Some of the stark contrasts are most evident in the repressed sexuality of Dr. Haber’s secretary Penny. Aiming to suppress her sexual urges for her employer, she dresses conservatively in the beginning of the movie, and as she is unleashed from the grasp of her neurosis, works her image as one that is “hot to trot” much like Lady Godiva, an image utilized throughout the entire movie. This secretary undergoes a transformation or “trance-formations” that enable her to exhibit herself expressly to both Doctor Haber and George Orr.

Manny, or Manfred is a character whose presence appears to follow a heroic sidekick archetype for Manny, and one begins to wonder if this man is not the father to George Orr, as he is an effective father figure. Manny protects George and is a strong player in the universal game of chess. The chess pieces turn different colors throughout the movie, but Manny remains the strongest player on the board. It becomes evident by the end of the movie that Manny accepts his “part” in the play of George’s life and is aware of the ever present changes through George’s dream visions. He is also the first one to identify a therapist George will seek help from as “the rapist”, if you divide the word in this way. Dr. Haber does rape George by affecting all the changes he wants in the world, including, but not limited to, his notoriety and his wants for a devastated world. He does not value the world as it is and affects change in it that does not always “work as planned, in a straight line” as George would explain.

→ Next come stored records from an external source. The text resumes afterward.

PR #8898, opened 2026-04-10
fix(runner): drop discover future before shutdown to prevent mutex deadlock

seven332:
## Summary

- Drop `discover_fut` before the shutdown sequence in `start.rs` to release the discovery Mutex
- Prevents deadlock where `provider.shutdown()` waits forever to acquire a Mutex held by the still-alive `discover_fut`

## Root Cause

When the main loop breaks on `RunnerMode::Draining`, the pinned `discover_fut` remains in scope holding the discovery Mutex. The cancellation token is cancelled by the signal handler, but `discover_fut` is never polled again to observe it — so it never returns `None` and never releases the lock. `provider.shutdown()` then deadlocks trying to acquire the same Mutex.

## Fix

Explicitly `drop(discover_fut)` at the start of the shutdown sequence, before idle pool drain and `provider.shutdown()`.

Closes #8890

🤖 Generated with [Claude Code](https://claude.com/claude-code)

Issue #8890, opened 2026-04-10
bug(runner): shutdown deadlocks on discovery mutex


seven332:
## Problem

`runner service stop` hangs indefinitely when no jobs are running. `systemctl stop` sends SIGTERM, the runner enters draining mode, but never completes shutdown — eventually killed by SIGKILL after `TimeoutStopSec=300`.

## Root Cause

Deadlock between `discover_fut` and `provider.shutdown()`:

1. `discover()` acquires `self.discovery.lock().await` (Mutex) at entry and holds it for its entire loop
2. Main loop breaks on `RunnerMode::Draining`, but `discover_fut` (a `Box::pin` future) is **not dropped** — it stays alive in scope, still holding the Mutex guard
3. Shutdown path calls `provider.shutdown().await` which tries to acquire the same Mutex → **deadlock**

```rust
// line 504: created before the loop
let mut discover_fut = Box::pin(provider.discover());

// loop breaks on Draining...

// line 755: tries to lock the same mutex discover_fut holds
provider.shutdown().await;  // ← deadlocks here
```

The comment on `shutdown()` documents the ordering requirement but it's violated:

```rust
/// # Ordering requirement
///
/// `discover()` holds the discovery Mutex for its entire loop.
/// Callers must cancel the `CancellationToken` *before* calling
/// `shutdown()` so that `discover()` observes the cancellation,
/// returns `None`, and releases the lock.
```

The cancel token IS cancelled (by the signal handler), and `discover()` does have a `cancel.cancelled()` select branch. But `discover_fut` was already borrowed by the main loop's `select!` when `mode_rx.changed()` won — so `discover()` never got polled again to observe the cancellation.

## Fix

Drop `discover_fut` before calling `provider.shutdown()`:

```rust
drop(discover_fut);  // release discovery Mutex
provider.shutdown().await;
```

## Verification

Debug logging confirmed the deadlock:

```
shutdown: draining idle pool
shutdown: idle pool drained
shutdown: provider shutdown
# ← hangs here forever, no "provider shutdown done"
```

## File

`crates/runner/src/cmd/start.rs` — between main loop break and `provider.shutdown()`

PR #26867, opened 2026-08-13
docs(runner): correct job provider shutdown lifecycle contract

### LINKED ISSUE #26859: docs(rust): correct JobProvider shutdown lifecycle contract
## Summary

The `JobProvider::shutdown` rustdoc says the method is called only after `discover()` returns `None`, but the runner uses it as the once-only discovery-resource cleanup hook across startup failure and reactor teardown paths.

The documented lifecycle omits two valid discovery states: startup can fail before discovery begins, and the reactor can leave `Running` while the pinned discovery future is still pending. In the latter case, teardown explicitly drops the future before invoking `shutdown()`. Normal teardown also sends a final heartbeat after `shutdown()` and can continue receiving concurrent completion calls while active jobs drain.

This is a documentation-only mismatch in the provider lifecycle contract.

## Evidence

- `crates/runner/src/provider/mod.rs:782-786` documents `shutdown()` as being called once after `discover()` returns `None` and before in-flight jobs drain.
- `crates/runner/src/cmd/start/mod.rs:243-265` calls provider shutdown if publishing the live-runner instance fails. The provider is constructed earlier in startup, but no discovery future has been created yet.
- `crates/runner/src/cmd/start/mod.rs:1363-1421` calls provider shutdown when provider readiness or sandbox-factory startup fails, also before the discovery future is created.
- `crates/runner/src/cmd/start/mod.rs:1526-1530` pins one `discover()` future so unrelated `select!` branches do not cancel and recreate it.
- `crates/runner/src/cmd/start/mod.rs:1555-1571` exits the reactor directly when lifecycle mode is `Stopping` or `Stopped`; this path does not require the discovery future to have returned `None`.
- `crates/runner/src/cmd/start/mod.rs:1951-1991` drops the still-owned discovery future, drains the idle pool, calls `provider.shutdown()`, and then sends a final `Stopping` heartbeat through the same provider.
- `crates/runner/src/cmd/start/mod.rs:1993-2034` waits for active jobs only after provider shutdown and the final heartbeat, so spawned executor tasks can still call `complete()` during that drain.
- `ApiProvider::shutdown` and `LocalProvider::shutdown` release provider-owned background resources at `crates/runner/src/provider/api.rs:716-723` and `crates/runner/src/provider/local/mod.rs:256-258`, so implementers need the actual lifecycle and post-shutdown call ordering rather than the narrower documented precondition.
- Issue #8890, merged PR #8898, and `crates/runner/src/cmd/start/tests/main_loop/shutdown.rs` preserve the deadlock regression in which a pending discovery future retained provider state needed by `shutdown()`.

## Impact

A new or modified provider can incorrectly assume that discovery always starts and then observes a shutdown signal before `shutdown()` begins. It can also assume that provider I/O is finished when `shutdown()` returns. Those assumptions can make startup cleanup depend on state that was never initialized, deadlock discovery teardown, or prematurely close transport still needed by the final heartbeat and in-flight completions.

## Acceptance criteria

- Update the `JobProvider::shutdown` rustdoc in `crates/runner/src/provider/mod.rs` to describe it as the once-only cleanup hook that stops discovery and releases discovery-owned resources after the runner stops accepting new work.
- Document all valid discovery states at entry: discovery may never have started, may have returned `None`, or may still be pending when a lifecycle transition ends the reactor.
- Document that any owned discovery future is dropped before provider shutdown so provider-local borrows and guards are released.
- Document the normal-teardown ordering: provider shutdown happens before the final `Stopping` heartbeat and before active jobs finish draining, so `heartbeat()` and concurrent `complete()` calls may still arrive afterward.
- Keep the trait documentation consistent with the startup-cleanup and reactor-teardown call sites, and reference the relevant regression coverage or historical deadlock context.
- No runtime behavior change is required.

seven332:
## Summary

- document every valid discovery state when `JobProvider::shutdown` runs, including startup cleanup and a pending discovery future
- clarify that callers drop pending discovery before shutdown to preserve the #8890 / #8898 deadlock fix
- record that normal teardown can still call `heartbeat()` and `complete()` after shutdown

## Scope

Documentation only. This PR does not change provider APIs, runtime teardown ordering, implementations, or tests.

## Validation

- `cd crates && cargo doc -p runner --no-deps`

Closes #26859

### DIFF
--- a/crates/runner/src/provider/mod.rs
+++ b/crates/runner/src/provider/mod.rs
@@ -779,10 +779,20 @@ pub trait JobProvider: Send + Sync {
     /// Default no-op — only relevant for API-backed providers.
     async fn defer_poll_until(&self, _deadline: Instant) {}
 
-    /// Release discovery resources (subscriptions, background tasks).
+    /// Stop provider-owned discovery work and release its resources.
     ///
-    /// Called once after `discover()` returns `None` and before draining
-    /// in-flight jobs. `complete()` calls may still arrive after this.
+    /// Called once when the runner will perform no further discovery.
+    /// [`discover()`](JobProvider::discover) may never have started, may have
+    /// returned `None`, or may still be pending when a lifecycle transition
+    /// ends the reactor. In the last case, callers drop the pending future
+    /// before invoking this method so provider-local borrows and guards are
+    /// released first. This ordering preserves the fix for the shutdown
+    /// deadlock reported in #8890 (PR #8898).
+    ///
+    /// During normal reactor teardown, the runner sends a final
+    /// [`heartbeat()`](JobProvider::heartbeat) after this method returns and
+    /// then drains in-flight jobs. Concurrent
+    /// [`complete()`](JobProvider::complete) calls may therefore still arrive.
     async fn shutdown(&self);
 }
 


seven332:
## Code Review: PR #26867

**Reviewed head:** `399d0df981c2ca29abfbf089b154e13bfcd4f307`

### Summary

The method-local rustdoc now matches every verified `JobProvider::shutdown` path: startup cleanup before discovery, discovery returning `None`, and reactor teardown that drops a pending discovery future. It also correctly records the later normal-path heartbeat and completion calls without changing runtime behavior.

### Findings

No findings.

### Testing

- Existing `shutdown_completes_without_deadlock` integration coverage protects the pending-discovery ordering.
- Passed `cd crates && cargo fmt --all -- --check`.
- Passed `cd crates && cargo doc -p runner --no-deps`.
- Full workspace clippy and affected-crate tests remain delegated to PR CI.

### Verdict

LGTM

Dr Haber’s world becomes more colorful throughout the film, as evidenced by his clothing color choices. Both he and Ms. Heather LaLache are juxtaposed as adversaries and typify the balance between good and evil. The use of the phrases “good old days” and “hot to trot” bring some reflective humor to the movie and show the passage of time we all face in our own personal lives. The mention of the importance of staying “in the now” cannot be overemphasized as a means to enjoy life in the moment and not lurk in the past or worry over future moments that many not occur. These existential questions are often brought to the forefront in such a way throughout the movie without the audience being confused or preached to, which is always the hallmark of good cinema.

One of the key features of this movie is fear of change. George does not want to sleep and have a dream that will “change his world”. This fear of change is a rampant issue in society all of the time. If we take it one step further, we could say we also fear that “our dreams” will change our lives and it may not be for the better. Other people can try to manipulate our dreams and this also can affect the future in our own lives. This existential metaphor clearly is delivered in this movie. Even at the end when Haber decides he wants to take control of his patients mind, or his dreaming mind anyway, he loses all sense of his own memories and becomes a pathetic patient himself, living the delusion of being a doctor. His “doctor” is his own secretary and George becomes an “orderly” who tries to being some semblance of “order” to Haber’s life in a world of chaos and confusion.

One of the most stirring images we are shown in this movie are the nebula like jellyfish pulsating in the universe of the mind. The dark and still waters of the ocean are our subconscious mind which is also the keeper of secrets and the hidden nature of man, sometimes corrupted by the attempt at controlling others. The universe, vast and pulsating reflects our higher nature, the one in touch with the oneness of all things and the keeper of our higher wisdom. Taken together, these images remind us of the fleeting qualities of life and the strong inclination to try to make sense of a world that is riddled with chaos and instability. Because it is set in the future, we do not have to be forced to realize it confronts our reality in the present moment as well, but offers us a glimpse into another world, one in which we fear change will take things from us, exists and is not as scary as we might believe it to be.